* WHAT YOU ARE ASKED TO DO: Taking the line that contains "ptpan: they are the same?" as the first and the final line of the records as the last, write out every line between them exactly, ends included, and nothing else.

* DATA FOR PROCESSING:
================

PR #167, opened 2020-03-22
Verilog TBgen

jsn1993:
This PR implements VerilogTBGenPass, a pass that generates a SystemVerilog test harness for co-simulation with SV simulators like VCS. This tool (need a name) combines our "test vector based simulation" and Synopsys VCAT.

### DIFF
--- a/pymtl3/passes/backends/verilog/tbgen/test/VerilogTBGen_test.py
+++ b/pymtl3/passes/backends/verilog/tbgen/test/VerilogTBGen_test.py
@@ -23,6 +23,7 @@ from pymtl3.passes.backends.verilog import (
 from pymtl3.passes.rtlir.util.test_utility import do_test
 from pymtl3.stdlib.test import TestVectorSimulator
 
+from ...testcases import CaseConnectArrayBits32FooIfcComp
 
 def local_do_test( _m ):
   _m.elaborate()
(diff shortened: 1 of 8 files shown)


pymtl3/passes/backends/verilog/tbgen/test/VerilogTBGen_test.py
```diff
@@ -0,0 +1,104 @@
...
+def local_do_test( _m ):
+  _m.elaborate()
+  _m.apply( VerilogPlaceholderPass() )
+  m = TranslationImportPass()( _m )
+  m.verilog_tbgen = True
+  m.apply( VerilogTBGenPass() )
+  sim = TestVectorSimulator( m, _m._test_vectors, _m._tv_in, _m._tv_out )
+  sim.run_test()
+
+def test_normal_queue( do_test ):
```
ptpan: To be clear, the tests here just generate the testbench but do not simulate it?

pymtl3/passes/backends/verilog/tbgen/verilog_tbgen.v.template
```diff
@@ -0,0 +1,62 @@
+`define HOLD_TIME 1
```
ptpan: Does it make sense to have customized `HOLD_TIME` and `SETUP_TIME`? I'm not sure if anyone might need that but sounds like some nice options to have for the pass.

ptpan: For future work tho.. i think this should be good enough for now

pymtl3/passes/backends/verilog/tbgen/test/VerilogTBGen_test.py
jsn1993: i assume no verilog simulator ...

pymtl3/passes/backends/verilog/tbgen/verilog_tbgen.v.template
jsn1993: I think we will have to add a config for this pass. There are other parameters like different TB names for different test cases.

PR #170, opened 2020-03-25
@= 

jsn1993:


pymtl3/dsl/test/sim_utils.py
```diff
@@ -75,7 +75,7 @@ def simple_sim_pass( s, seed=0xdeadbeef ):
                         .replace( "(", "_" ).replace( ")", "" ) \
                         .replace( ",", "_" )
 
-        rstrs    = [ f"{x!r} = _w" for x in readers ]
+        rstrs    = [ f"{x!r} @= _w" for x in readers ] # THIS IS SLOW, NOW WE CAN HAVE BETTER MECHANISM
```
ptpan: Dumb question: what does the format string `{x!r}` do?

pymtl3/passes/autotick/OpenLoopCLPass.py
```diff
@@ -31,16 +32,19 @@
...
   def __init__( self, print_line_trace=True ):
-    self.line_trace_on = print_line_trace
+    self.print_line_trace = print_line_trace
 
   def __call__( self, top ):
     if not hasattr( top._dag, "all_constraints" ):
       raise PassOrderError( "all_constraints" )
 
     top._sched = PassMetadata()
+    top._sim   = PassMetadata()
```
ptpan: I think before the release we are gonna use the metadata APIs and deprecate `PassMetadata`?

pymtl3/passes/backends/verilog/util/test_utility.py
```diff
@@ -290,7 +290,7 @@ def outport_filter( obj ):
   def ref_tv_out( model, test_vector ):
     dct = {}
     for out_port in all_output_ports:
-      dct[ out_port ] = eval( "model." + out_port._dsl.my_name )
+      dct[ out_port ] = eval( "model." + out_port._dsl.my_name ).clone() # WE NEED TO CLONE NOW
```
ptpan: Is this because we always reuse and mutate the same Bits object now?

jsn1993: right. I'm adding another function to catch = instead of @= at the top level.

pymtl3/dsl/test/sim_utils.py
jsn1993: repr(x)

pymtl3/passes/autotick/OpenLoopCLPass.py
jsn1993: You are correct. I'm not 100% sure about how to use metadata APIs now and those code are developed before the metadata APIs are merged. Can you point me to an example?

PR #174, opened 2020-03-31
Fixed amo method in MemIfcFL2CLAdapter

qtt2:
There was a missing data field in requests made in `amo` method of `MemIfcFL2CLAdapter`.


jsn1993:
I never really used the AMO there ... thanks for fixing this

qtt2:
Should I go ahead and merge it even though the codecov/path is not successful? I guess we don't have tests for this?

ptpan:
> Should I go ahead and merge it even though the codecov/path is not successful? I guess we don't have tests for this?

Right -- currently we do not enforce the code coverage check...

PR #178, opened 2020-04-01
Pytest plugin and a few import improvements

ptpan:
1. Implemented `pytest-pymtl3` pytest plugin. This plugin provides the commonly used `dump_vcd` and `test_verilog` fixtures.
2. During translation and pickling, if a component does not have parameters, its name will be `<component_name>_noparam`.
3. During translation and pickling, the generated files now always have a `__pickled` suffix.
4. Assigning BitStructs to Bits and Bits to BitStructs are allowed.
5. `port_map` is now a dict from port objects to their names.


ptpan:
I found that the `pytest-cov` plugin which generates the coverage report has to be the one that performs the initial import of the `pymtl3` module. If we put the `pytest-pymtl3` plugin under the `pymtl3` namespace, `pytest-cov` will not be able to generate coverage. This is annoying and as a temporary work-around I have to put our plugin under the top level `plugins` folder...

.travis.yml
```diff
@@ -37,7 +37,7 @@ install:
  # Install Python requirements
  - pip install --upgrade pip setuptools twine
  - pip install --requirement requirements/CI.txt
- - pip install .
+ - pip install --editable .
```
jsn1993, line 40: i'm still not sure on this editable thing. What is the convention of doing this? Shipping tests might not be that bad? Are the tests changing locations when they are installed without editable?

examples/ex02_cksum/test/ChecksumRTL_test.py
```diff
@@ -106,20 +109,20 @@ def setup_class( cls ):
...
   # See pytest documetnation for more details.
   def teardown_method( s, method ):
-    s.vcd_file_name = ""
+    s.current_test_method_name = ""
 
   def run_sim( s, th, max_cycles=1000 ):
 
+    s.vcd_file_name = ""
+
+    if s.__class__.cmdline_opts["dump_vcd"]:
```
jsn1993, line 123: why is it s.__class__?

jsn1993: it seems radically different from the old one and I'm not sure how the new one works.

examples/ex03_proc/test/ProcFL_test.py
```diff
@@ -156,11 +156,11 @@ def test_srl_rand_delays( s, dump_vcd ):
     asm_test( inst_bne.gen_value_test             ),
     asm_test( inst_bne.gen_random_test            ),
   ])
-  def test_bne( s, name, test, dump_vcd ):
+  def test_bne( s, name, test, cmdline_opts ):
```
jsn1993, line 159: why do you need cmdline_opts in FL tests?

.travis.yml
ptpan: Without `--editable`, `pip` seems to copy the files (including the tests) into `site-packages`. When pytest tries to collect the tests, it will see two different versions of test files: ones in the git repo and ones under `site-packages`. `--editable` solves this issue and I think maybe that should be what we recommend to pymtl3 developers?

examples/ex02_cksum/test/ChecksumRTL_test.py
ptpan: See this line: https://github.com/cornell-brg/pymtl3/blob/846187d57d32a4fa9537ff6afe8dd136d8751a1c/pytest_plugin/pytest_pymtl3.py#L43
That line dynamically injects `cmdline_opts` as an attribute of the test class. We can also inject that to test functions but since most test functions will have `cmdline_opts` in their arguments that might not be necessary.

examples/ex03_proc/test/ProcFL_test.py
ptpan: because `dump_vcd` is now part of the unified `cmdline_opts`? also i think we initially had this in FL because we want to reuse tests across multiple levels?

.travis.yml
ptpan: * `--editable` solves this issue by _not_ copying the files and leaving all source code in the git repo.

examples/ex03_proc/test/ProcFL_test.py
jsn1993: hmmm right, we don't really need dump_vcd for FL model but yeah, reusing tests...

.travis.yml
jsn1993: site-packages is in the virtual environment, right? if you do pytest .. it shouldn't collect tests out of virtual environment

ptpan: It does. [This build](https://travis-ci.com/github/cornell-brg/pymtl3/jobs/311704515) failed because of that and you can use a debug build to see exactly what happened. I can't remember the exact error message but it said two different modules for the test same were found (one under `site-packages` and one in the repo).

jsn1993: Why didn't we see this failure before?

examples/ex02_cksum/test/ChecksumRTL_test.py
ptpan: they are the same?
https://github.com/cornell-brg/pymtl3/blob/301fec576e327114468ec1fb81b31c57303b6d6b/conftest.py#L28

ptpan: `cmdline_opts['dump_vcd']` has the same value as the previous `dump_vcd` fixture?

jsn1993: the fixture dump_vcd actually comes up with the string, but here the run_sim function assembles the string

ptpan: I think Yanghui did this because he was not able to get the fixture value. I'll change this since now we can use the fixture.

================

* EXERCISE ANSWER:
ptpan: they are the same?
https://github.com/cornell-brg/pymtl3/blob/301fec576e327114468ec1fb81b31c57303b6d6b/conftest.py#L28

ptpan: `cmdline_opts['dump_vcd']` has the same value as the previous `dump_vcd` fixture?

jsn1993: the fixture dump_vcd actually comes up with the string, but here the run_sim function assembles the string

ptpan: I think Yanghui did this because he was not able to get the fixture value. I'll change this since now we can use the fixture.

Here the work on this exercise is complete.